> _What to do_: Please work out how many lines in the entries contain "threw", then give that number with nothing added.

[Saved data entries]
PR #2988, opened 2023-04-03
TransactionOutPoint: refactor to interface w/nested `Connected` class

msgilligan:
* Wrap `TransactionOutPoint` in a parent interface
* The implementing class is `TransactionOutPoint.Connected` and has no behavior changes.

The next step is to add an "unconnected" implementation and begin to distinguish the two with `instanceof` (or possibly an `isConnected()` method.)

### DIFF
--- a/core/src/main/java/org/bitcoinj/core/TransactionOutPoint.java
+++ b/core/src/main/java/org/bitcoinj/core/TransactionOutPoint.java
@@ -39,222 +39,236 @@ import static org.bitcoinj.base.internal.Preconditions.checkState;
 
 /**
  * <p>This message is a reference or pointer to an output of a different transaction.</p>
- * 
+ *
  * <p>Instances of this class are not safe for use by multiple threads.</p>
  */
-public class TransactionOutPoint {
-    public static final int BYTES = 36;
-
-    /** Special outpoint that normally marks a coinbase input. It's also used as a test dummy. */
-    public static final TransactionOutPoint UNCONNECTED =
-            new TransactionOutPoint(ByteUtils.MAX_UNSIGNED_INTEGER, Sha256Hash.ZERO_HASH);
-
-    /** Hash of the transaction to which we refer. */
-    private final Sha256Hash hash;
-    /** Which output of that transaction we are talking about. */
-    private final long index;
-
-    // This is not part of bitcoin serialization. It points to the connected transaction.
-    Transaction fromTx;
-
-    // The connected output.
-    TransactionOutput connectedOutput;
-
-    /**
-     * Deserialize this transaction outpoint from a given payload.
-     *
-     * @param payload payload to deserialize from
-     * @return read transaction outpoint
-     * @throws BufferUnderflowException if the read message extends beyond the remaining bytes of the payload
-     */
-    public static TransactionOutPoint read(ByteBuffer payload) throws BufferUnderflowException, ProtocolException {
-        Sha256Hash hash = Sha256Hash.read(payload);
-        long index = ByteUtils.readUint32(payload);
-        return new TransactionOutPoint(index, hash);
-    }
-
-    public TransactionOutPoint(long index, Transaction fromTx) {
-        super();
-        checkArgument(index >= 0 && index <= ByteUtils.MAX_UNSIGNED_INTEGER, () ->
-                "index out of range: " + index);
-        this.index = index;
-        this.hash = fromTx.getTxId();
-        this.fromTx = fromTx;
-    }
-
-    public TransactionOutPoint(long index, Sha256Hash hash) {
-        super();
-        checkArgument(index >= 0 && index <= ByteUtils.MAX_UNSIGNED_INTEGER, () ->
-                "index out of range: " + index);
-        this.index = index;
-        this.hash = hash;
-    }
-
-    public TransactionOutPoint(TransactionOutput connectedOutput) {
-        this(connectedOutput.getIndex(), connectedOutput.getParentTransactionHash());
-        this.connectedOutput = connectedOutput;
-    }
-
-    /**
-     * Write this transaction outpoint into the given buffer.
-     *
-     * @param buf buffer to write into
-     * @return the buffer
-     * @throws BufferOverflowException if the outpoint doesn't fit the remaining buffer
-     */
-    public ByteBuffer write(ByteBuffer buf) throws BufferOverflowException {
-        buf.put(hash.serialize());
-        ByteUtils.writeInt32LE(index, buf);
-        return buf;
-    }
-
-    /**
-     * Allocates a byte array and writes this transaction outpoint into it.
-     *
-     * @return byte array containing the transaction outpoint
-     */
-    public byte[] serialize() {
-        return write(ByteBuffer.allocate(BYTES)).array();
-    }
-
-    /** @deprecated use {@link #serialize()} */
-    @Deprecated
-    public byte[] bitcoinSerialize() {
-        return serialize();
-    }
-
-    /** @deprecated use {@link #BYTES} */
-    @Deprecated
-    public int getMessageSize() {
-        return BYTES;
-    }
-
-    /**
-     * An outpoint is a part of a transaction input that points to the output of another transaction. If we have both
-     * sides in memory, and they have been linked together, this returns a pointer to the connected output, or null
-     * if there is no such connection.
-     */
-    @Nullable
-    public TransactionOutput getConnectedOutput() {
-        if (fromTx != null) {
-            return fromTx.getOutputs().get((int) index);
-        } else if (connectedOutput != null) {
-            return connectedOutput;
-        }
-        return null;
-    }
-
-    /**
-     * Returns the pubkey script from the connected output.
-     * @throws java.lang.NullPointerException if there is no connected output.
-     */
-    public byte[] getConnectedPubKeyScript() {
-        byte[] result = Objects.requireNonNull(getConnectedOutput()).getScriptBytes();
-        checkState(result.length > 0);
-        return result;
-    }
-
-    /**
-     * Returns the ECKey identified in the connected output, for either P2PKH, P2WPKH or P2PK scripts.
-     * For P2SH scripts you can use {@link #getConnectedRedeemData(KeyBag)} and then get the
-     * key from RedeemData.
-     * If the script form cannot be understood, throws ScriptException.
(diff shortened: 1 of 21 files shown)


core/src/main/java/org/bitcoinj/core/TransactionOutPoint.java
```diff
@@ -52,58 +57,101 @@ public interface TransactionOutPoint {
...
+     *
+     * @param payload payload to deserialize from
+     * @return read transaction outpoint (currently returns as {@link TransactionOutPoint.Connected} for compatibility)
+     * @throws BufferUnderflowException if the read message extends beyond the remaining bytes of the payload
+     */
+    static Connected read(ByteBuffer payload) throws BufferUnderflowException, ProtocolException {
+        Sha256Hash hash = Sha256Hash.read(payload);
+        long index = ByteUtils.readUint32(payload);
+        return new Connected(index, hash);
+    }
```
schildbach: Nitpick: I would put read before write/serialize.

core/src/main/java/org/bitcoinj/core/TransactionOutPoint.java
```diff
@@ -52,58 +57,101 @@ public interface TransactionOutPoint {
...
-                    "index out of range: " + index);
-            this.index = index;
-            this.hash = hash;
+        /**
+         * @deprecated Use {@link #hash()}
+         */
+        @Deprecated
+        public Sha256Hash getHash() {
+            return hash();
         }
```
schildbach: Shouldn't this method go to the interface, as default?

core/src/main/java/org/bitcoinj/core/TransactionOutPoint.java
```diff
@@ -52,58 +57,101 @@ public interface TransactionOutPoint {
...
-        public Connected(TransactionOutput connectedOutput) {
-            this(connectedOutput.getIndex(), connectedOutput.getParentTransactionHash());
-            this.connectedOutput = connectedOutput;
+        /**
+         * @deprecated Use {@link #index()}
+         */
+        @Deprecated
+        public long getIndex() {
+            return index();
+        }
```
schildbach, line 143: Same here.

core/src/main/java/org/bitcoinj/core/TransactionOutPoint.java
```diff
@@ -139,6 +189,36 @@ public byte[] bitcoinSerialize() {
         public int getMessageSize() {
             return BYTES;
         }
+    }
+
+    class Connected extends Unconnected implements TransactionOutPoint  {
+
+        /** Special outpoint that normally marks a coinbase input. It's also used as a test dummy. */
+        public static final Connected UNCONNECTED =
+                new Connected(ByteUtils.MAX_UNSIGNED_INTEGER, Sha256Hash.ZERO_HASH);
```
schildbach, line 199: Why is this in `Connected` rather than in `Unconnected`?

core/src/main/java/org/bitcoinj/core/TransactionOutPoint.java
```diff
@@ -139,6 +189,36 @@ public byte[] bitcoinSerialize() {
...
+        public Connected(long index, Transaction fromTx) {
+            super(fromTx.getTxId(), index);
+            this.fromTx = fromTx;
+        }
+
+        public Connected(long index, Sha256Hash hash) {
+            super(hash, index);
+            checkArgument(index >= 0 && index <= ByteUtils.MAX_UNSIGNED_INTEGER, () ->
+                    "index out of range: " + index);
+        }
```
schildbach: Why do these exist? Seems like they only create an unconnected output.

Perhaps we should add an assert to the `Connected` constructors: at least one of `fromTx` and `connectedOutput` must be set. Or even `fromTx` always, I'm not sure. But both `null` should be disallowed at this point, otherwise we wouldn't have the `Unconnected` subclass.

schildbach (commented):
Generally I like the idea of `Connected` extends `Unconnected`.

I wonder if having an interface for `TransactionOutPoint` is perhaps overkill – will we ever have other impls?

I noticed that in your first commit you moved everything over to `Unconnected` and in the second commit moved a lot back into the superclass (interface). This creates some churn. I would have tried to really extract one class from the other, e.g. noticing that `BYTES` and the deprecated methods will probably always stay in the superclass.

But ok, as long as the end result is clean, and the intermediate steps don't break builds, it's fine I guess…

Sometimes I think if we should add a test to each `Test` class that simply calls all the deprecated methods. That way we'd

* have them tested (I had a deprecated method that long threw NPE, but I never notced because we're not testing them)
* have a notice that a signature changed (by looking at the diff)

core/src/main/java/org/bitcoinj/core/TransactionOutPoint.java
```diff
@@ -89,19 +90,19 @@ static Connected read(ByteBuffer payload) throws BufferUnderflowException, Proto
 
     class Unconnected implements TransactionOutPoint {
         /** Hash of the transaction to which we refer. */
-        private final Sha256Hash hash;
+        @Nonnull private final Sha256Hash hash;
         /** Which output of that transaction we are talking about. */
         private final long index;
 
-        public Unconnected(Sha256Hash hash, long index) {
+        public Unconnected(@Nonnull Sha256Hash hash, long index) {
```
schildbach, line 97: Why are using this `@Nonnull` lately? I thought everything without `@Nullable` is required, at least for our refactored classes?

core/src/main/java/org/bitcoinj/core/TransactionOutPoint.java
```diff
@@ -102,159 +66,238 @@ public TransactionOutPoint(TransactionOutput connectedOutput) {
...
-        return index() == other.index() && hash().equals(other.hash());
+        /**
+         * Allocates a byte array and writes this transaction outpoint into it.
+         *
+         * @return byte array containing the transaction outpoint
+         */
+        @Override
+        public byte[] serialize() {
+            return write(ByteBuffer.allocate(BYTES)).array();
+        }
```
schildbach, line 180: I would put this into the interface, as a default method.

msgilligan:
> Generally I like the idea of `Connected` extends `Unconnected`.
> 
> I wonder if having an interface for `TransactionOutPoint` is perhaps overkill – will we ever have other impls?

It might be overkill, but it is slightly more flexible. We should probably make the container an abstract base class and make private constructors for `Connected` and `Unconnected` to emulate "sealed class" behavior. I was planning on doing that in a future commit once the constructors and static methods are stabilized.

> I noticed that in your first commit you moved everything over to `Unconnected` and in the second commit moved a lot back into the superclass (interface). This creates some churn. I would have tried to really extract one class from the other, e.g. noticing that `BYTES` and the deprecated methods will probably always stay in the superclass.

I tried to do it with refactoring and this was the best I could come up with and still get a clean history.  (I had one or two failed attempts, I've never done this exact type of refactoring before)


> Sometimes I think if we should add a test to each `Test` class that simply calls all the deprecated methods. That way we'd
> 
> * have them tested (I had a deprecated method that long threw NPE, but I never notced because we're not testing them)
> * have a notice that a signature changed (by looking at the diff)

Good point.

core/src/main/java/org/bitcoinj/core/TransactionOutPoint.java
msgilligan: > Why are we using this `@Nonnull` lately?

I guess I"m doing it temporarily as I"m working to document the current behavior and/or start declaring that `null` will no longer be accepted as a parameter.

>  I thought everything without `@Nullable` is required, at least for our refactored classes?

Yes, that is how this class should look when it's finished. Unfortunately nullability is currently hard for me to figure out.

core/src/main/java/org/bitcoinj/core/TransactionOutPoint.java
msgilligan: This is temporary. At present `Connected` class can be either "connected" or "unconnected" based on mutable fields in the class. There is more conversion that needs to be done in the other classes before it can fully use the new semantics.

core/src/main/java/org/bitcoinj/core/TransactionOutPoint.java
msgilligan: Because currently the `Connected` class is a "transformer" it can "connect" an "unconnect".  So I've only updated code to use `Unconnected` when those instances never need to transform. Further steps of refactoring will be needed to handle connection and unconnection properly.

msgilligan:
> > I wonder if having an interface for `TransactionOutPoint` is perhaps overkill – will we ever have other impls?
> 
> …  We should probably make the container an abstract base class and make private constructors for `Connected` and `Unconnected` to emulate "sealed class" behavior. I was planning on doing that in a future commit once the constructors and static methods are stabilized.

Oh yeah, I was tired when I wrote the above. I forgot to mention, I want to be able to use `instanceof` to distinguish between connected and unconnected. This means `Connected` can't be a subclass of `Unconnected`. And upon further reflection, that means the parent class should probably be abstract and contain the two fields.

core/src/main/java/org/bitcoinj/core/TransactionOutPoint.java
schildbach: The mutability would be taken care of via #2997 – we can merge that either before or after your PR, I'm happy to rebase if needed.

schildbach: But going back to my above concern: I think even in this temporary state, the `UNCONNECTED` instance should go either into the `Unconnected` subclass or simply stay at the `TransactionOutPoint` interface level.

Leonardbrett:
My first investment with Charlotte give me profits of over $7,000 and ever since then she has never failed to deliver and I can even say she's the must sincere broker I have ever known'' communicate with her to be a successful investor. On WhatsApp:+𝟭𝟰𝟳𝟱𝟮𝟰𝟮𝟲𝟯𝟯𝟴

msgilligan:
@schildbach This is very obsolete. We have made a lot of related progress in the last year. `TransactionOutPoint` is now fully-immutable and after a few more PRs are merged I think we will be ready to separate the basic, txid-and-index-only `TransactionOutPoint` from the connected version. I don't think there is anything in this PR that is worth keeping, but let's keep it open as a reference until we have finalized its replacement.

PR #2989, opened 2023-04-04
Transaction{Input,Output}.equals: compare parent txId not object reference

msgilligan:


schildbach:
Merged.

msgilligan:
> I know I merged this, but now my stomach is aching a bit. Those equals() methods are highly customized to the way our business logic expects equality,

We should probably define this explicitly and document it (and possibly modify after review)

> and less conformant to how you'd expect equality for value-based classes.

Well the behavior in this PR is not really standard Java behavior. It's only comparing based on parent txId.  (Previously it was comparing based on parent object identity.)

> Especially if you look at TransactionOutput: its equality depends on where it is being used within its parent (index).

The problem I had was a test failing because two identical transactions were in different objects and the comparison was using `==`.  There are several choices for how we implement this:

1. Use parent object ID (before this PR)
2. Use parent TxID (this PR, which uses the default `parent.equals(other)`)
3. Use all fields of parent
4. Use parent TxID and index in the parent (and perhaps parent "completeness")
5. Use all parent fields. 

This will also get easier when we can distinguish between connected and unconnected transactions and between transactions being constructed (builder) and signed immutable transactions.

schildbach:
No, I think the change is a step in the right direction and it's low risk. I just wanted to raise awareness that this equals method in TransactionOutput is a can of worms and we need to be careful.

> _Answer to this exercise_: 2